### The problem
Look through the listing below, and wherever a line has the string "having", copy it.

### Records
PR #3911, opened 2025-06-28
[iOS] Add feels-like value parsing for weather app support

RKBoss6:
I am adding feels-like temp as a display in the weather app, this is needed for correct parsing from iOS notification.


RKBoss6:
@gfwilliams Just bumped it :)

gfwilliams:
Thanks!

PR #3913, opened 2025-06-29
[widalarmeta] Add listeners to draw when unlocked

cbkerr:
I have this widget set to show seconds only while unlocked, but before this change it wouldn't redraw the widget to show seconds when the display wakes up.

I've been testing it for the past few weeks.


bobrippling:
Nice! Thanks

PR #3916, opened 2025-07-01
[Modern Clock] Add inline clockInfo

RKBoss6:
Added an inline clockInfo next to the date, in addition to the 2 clockInfos from before


RKBoss6:
The commit was badly named, I did nothing with espruino #2, just the second iteration of commit de91fbf.

bobrippling:
Thanks!

PR #3917, opened 2025-07-01
[Modern Clock] Fix clearing of date

RKBoss6:
Throughout the night, I realized that since the date was right aligned, it would not erase a long date to a short one. I added extra string date padding to fix this.


thyttan:
Thanks!

PR #3993, opened 2025-09-09
[Smart Battery Module] API changes

RKBoss6:
This just returns more in the exports.get() function, and has updated documentation along with it. Because the most recent update (maybe a day ago) is not yet deployed to the app loader, should I change the version for this one as well?


bobrippling:
LGTM - yes let's bump the version too please

RKBoss6:
Alright, just changed version, should be good to go!

bobrippling:
Thanks!

PR #3994, opened 2025-09-10
Tag app authors in PRs to their apps

bobrippling:
As seen in #3932, it can take a bit of research to find the author of an app. This PR adds an author field so people can add themselves to be notified of PRs which might need their review.
I've also added a few people who I could programatically glean from the git history.

Doing this from a branch within the repo to avoid the permission problems in #3935. Going off #3996, it looks like this'll need to be merged to `master` before PRs will be able to work with it.

- [x] Improve the bot message (group by app or author)
- [x] Author field:
  - [x] Update [metadata README](https://github.com/espruino/BangleApps?tab=readme-ov-file#metadatajson-format)
  - [x] Update [tutorial](https://github.com/espruino/EspruinoDocs/blob/master/tutorials/Bangle.js%20App%20Loader.md#adding-your-app) - see espruino/EspruinoDocs#753
  - [x] Move author field in `metadata.json` - after version
  - [x] Allow arrays, i.e. `author: string | string[]`
- [x] Ensure the bot only runs once per PR?

### DIFF
--- a/apps/smartbatt/ChangeLog
+++ b/apps/smartbatt/ChangeLog
@@ -1,2 +1,3 @@
 v0.01: New app!
 v0.02: Add dynamic intervals, depending on total cycles recorded
+v0.03: Return more data inside of .get();
--- a/apps/smartbatt/README.md
+++ b/apps/smartbatt/README.md
@@ -34,15 +34,17 @@ From any app, you can call `require("smartbatt")` and then one of the functions 
 * `require("smartbatt").get()` - Returns an object that contains:
 
   
-  * `hrsRemaining` - Hours remaining
+  * `hrsLeft` - Hours remaining
   * `avgDrainage` - Learned battery drainage per hour
-  * `totalCycles` - Total times the battery has been recorded and averaged
+  * `cycles` - Total times the battery has been recorded and averaged
+  * `timeLastRecorded` - The time when the module last updated the average, in unix seconds. (1757421612)
+  * `battLastRecorded` - The battery percent when the module last updated the average.
   * `totalHours` - Total hours recorded
   * `batt` - Current battery level
 
-    
 * `require("smartbatt").deleteData()` - Deletes all learned data. (Automatically re-learns)
 ## Creator
 - RKBoss6
 ## Contributors
-- RelapsingCertainly
+- sonicityV
+
--- a/apps/smartbatt/metadata.json
+++ b/apps/smartbatt/metadata.json
@@ -2,7 +2,7 @@
   "id": "smartbatt",
   "name": "Smart Battery Module",
   "shortName": "Smart Battery",
-  "version": "0.02",
+  "version": "0.03",
   "description": "Provides a `smartbatt` module that returns the battery in days, and learns from daily usage over time for accurate predictions.",
   "icon": "app.png",
   "type": "module",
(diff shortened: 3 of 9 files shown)


RKBoss6:
Nice! This looks really good!

RKBoss6:
I'm wondering, does the field support multiple authors?

bobrippling:
> I'm wondering, does the field support multiple authors?

Knew there was something I'd forgot - yes, thanks!

gfwilliams:
Thanks! This looks good, and glad it's working now - as you say in the header it'd be nice if the author was higher up the JSON though.

I see it says '54 files changed' but there are 600-odd apps? Or is it only searching recent history?

>  I'm wondering, does the field support multiple authors?

You could always separate them with commas?

RKBoss6:
@gfwilliams as for the 54 files changed, @bobrippling manually added them, as far as I can tell. App authors will have to add their username to their apps in the future...

bobrippling:
> I see it says '54 files changed' but there are 600-odd apps? Or is it only searching recent history?
 
> @gfwilliams as for the 54 files changed, @bobrippling manually added them, as far as I can tell. App authors will have to add their username to their apps in the future...

Yeah they were manually added, the remaining apps would have to be either updated also in future or we could track down the first commit to that app an assume that's our author

gfwilliams:
Maybe I'm being a bit of a luddite here, but would it make sense for us to not have a GitHub action, but just a script that we ran manually every so often that set the author? It'd be easier to get it to set the `author` tag in the right place and to handle >1 author - it wouldn't be automatic but we could then just have a single commit that added the author info. 

If the GitHub action doesn't run on PRs but only branches, presumably it means we couldn't rely on it to always update the author (if we get a PR from someone who doesn't have GitHub Actions?)

I'm not entirely sure whether having something that modifies the contents or PRs for us is going to come back and bite us later? Like if I did a PR from my PC, then changed the metadata around where the author tag went in and went to push again, wouldn't I get a merge error?

RKBoss6:
Hmm, we could make a script that just scans for the first commit author and sets the metadata author tag to that person, asa way to update all apps, but I like the idea of having a GitHub action for tagging the authors in every PR

bobrippling:
> Maybe I'm being a bit of a luddite here, but would it make sense for us to not have a GitHub action, but just a script that we ran manually every so often that set the author? It'd be easier to get it to set the `author` tag in the right place and to handle >1 author - it wouldn't be automatic but we could then just have a single commit that added the author info.

> Hmm, we could make a script that just scans for the first commit author and sets the metadata author tag to that person, asa way to update all apps, but I like the idea of having a GitHub action for tagging the authors in every PR

Ah I've perhaps confused things here - the setting of authers I've left as entirely manual for now, I just used a hacky script initially to populate a few apps I could be certain about. But I don't plan on automating that hacky script any time soon

bobrippling:
Should now just get a tag for gfw 🤞 

(for the changes I made to example apps)

bobrippling:
I'm happy with this now, will run a test PR after it's merged to try it out

gfwilliams:
Ok, great - let's merge then!

gfwilliams:
Thanks for your work on this!

bobrippling:
Thanks for the reviews & merge!

PR #4002, opened 2025-09-16
Update de_DE.json

schneidr:
Corrected and added German translations

This is work in progress, I'll add some more translations before finishing this pull request.


thyttan:
Thanks!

### Solution for this task
I'm not entirely sure whether having something that modifies the contents or PRs for us is going to come back and bite us later? Like if I did a PR from my PC, then changed the metadata around where the author tag went in and went to push again, wouldn't I get a merge error?
Hmm, we could make a script that just scans for the first commit author and sets the metadata author tag to that person, asa way to update all apps, but I like the idea of having a GitHub action for tagging the authors in every PR
> Hmm, we could make a script that just scans for the first commit author and sets the metadata author tag to that person, asa way to update all apps, but I like the idea of having a GitHub action for tagging the authors in every PR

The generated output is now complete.